Neste sentido, é fundamental destacar a relevância da consulta de enfermagem,
enquanto processo de interação e integração na relação enfermeiro-cliente,
permeada pela educação em saúde(20). É importante que o enfermeiro monitorize
seus pacientes para identificar precocemente sinais de toxicidade, contribuindo
para o controle das dosagens quimioterápicas e para prevenção de maiores
complicações com danos ao paciente. As consultas de enfermagem com orientação,
avaliação e intervenções adequadas são fundamentais para a prevenção e alívio
da SMP, colaborando para com a continuidade da terapia, maior adesão ao
tratamento e melhoria da qualidade de vida do paciente.
Se os pacientes em uso de antineoplásicos potencialmente associados ao
desenvolvimento da SMP forem orientados e capacitados a reconhecer os primeiros
sinais e sintomas desta síndrome, a abordagem poderá ser iniciada precocemente,
favorecendo a otimização dos resultados(10). Com a prestação do cuidado de
enfermagem sistematizado, o enfermeiro oncologista tem papel fundamental uma
vez que, com o maior uso de antineoplásicos orais, tais profissionais deverão
centrar-se menos na administração da droga e mais na educação dos pacientes e
famílias, criando também estratégias para monitorizar os efeitos adversos e
implementar intervenções eficazes(21).
Apesar da literatura fazer referência à eficácia de fitocosméticos com aloe
vera em dermatites decorrentes de radiotera(22-24), não há estudos sobre o uso
dessa planta no tratamento da SMP. O caso apresentado mostrou que o creme de
aloe vera pode ser um importante aliado no tratamento da SMP induzida por
quimioterapia. O período de 10 dias foi suficiente para recuperação total da
paciente, o que geralmente ocorre em um tempo médio de 21 dias após suspensão
do protocolo quimioterápico, quando o nível de antineoplásico sistêmico no
indivíduo já está bem baixo ou ausente(5).

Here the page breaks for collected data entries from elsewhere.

PR #2440, opened 2026-05-29
prevent owner direct transfers

adelowo:
- Owner role can never be changed directly - only transferred
- a user cannot grant a higher permissions than what they have or demote. e.g member cannot take admin to member or take a member to admin. same way


internal/ent/hooks/orgmembers.go
```diff
@@ -141,6 +142,50 @@ func HookUpdateManagedGroups() ent.Hook {
...
+				return nil, ErrOrgOwnerCannotBeUpdated
+			}
+
+			return next.Mutate(ctx, m)
+		})
+	}, ent.OpUpdate|ent.OpUpdateOne)
+}
+
+func getUserMembershipRole(ctx context.Context, m *generated.OrgMembershipMutation) (enums.Role, error) {
+	id, ok := m.ID()
```
golanglemonade: the hook allows for `OpUpdate` but this only checks `m.ID` and not `m.IDs()`. If we allow for bulk update of org members you need to check both + update your query

internal/ent/privacy/rule/membership.go
```diff
@@ -36,3 +41,68 @@ func AllowSelfOrgMembershipDelete() privacy.OrgMembershipMutationRuleFunc {
...
+
+// AllowOrgMemberRoleUpdate allows role updates using the same ceiling as invites.
+func AllowOrgMemberRoleUpdate() privacy.OrgMembershipMutationRuleFunc {
+	return privacy.OrgMembershipMutationRuleFunc(func(ctx context.Context, m *generated.OrgMembershipMutation) error {
+		newRole, ok := m.Role()
+		if !ok {
+			return privacy.Skip
+		}
+
+		id, ok := m.ID()
```
golanglemonade: same here, this only works on single update, not bulk

golanglemonade: this is also basically the same code written in the hooks; can we reuse the same thing instead of writing it twice? OR can we just have the rule and not also a hook? Seems like we just need one?

internal/ent/schema/orgmembership.go
```diff
@@ -146,6 +147,10 @@ func (OrgMembership) Policy() ent.Policy {
 			ent.OpDelete|ent.OpDeleteOne,
 			rule.AllowSelfOrgMembershipDelete(),
 		),
+		policy.WithOnMutationRules(
+			ent.OpUpdate|ent.OpUpdateOne,
+			rule.AllowOrgMemberRoleUpdate(),
```
golanglemonade, line 152: Do we prevent the deletion of the owner org member?

internal/ent/privacy/rule/membership.go
golanglemonade: ignore second comment

internal/ent/schema/orgmembership.go
adelowo: yes, owner is restricted from deletion

golanglemonade (approved):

Além disso, a paciente relatou ter
sentido significativa sensação de frescor após o uso do produto, o que não
acontecia com o uso de outros cremes hidratantes com uréia.
CONSIDERAÇÕES FINAIS
O tratamento tópico com aloe vera foi bem sucedido, com melhora significativa
da Integridade Tissular, propiciando completo alívio dos sintomas, fundamental
melhoria da qualidade de vida, além de permitir rápido retorno da paciente ao
tratamento quimioterápico, reduzindo assim os riscos de progressão de doença
oncológica. Este resultado sugere que o aloe vera pode ser um importante
coadjuvante na assistência de enfermagem em pacientes submetidos à
quimioterapia antineoplásica com Síndrome Mão-Pé. Por fim, sugere-se que novos
estudos sejam realizados com vistas a esclarecer melhor o impacto do uso de
emolientes com aloe vera para tratamento e prevenção da SMP.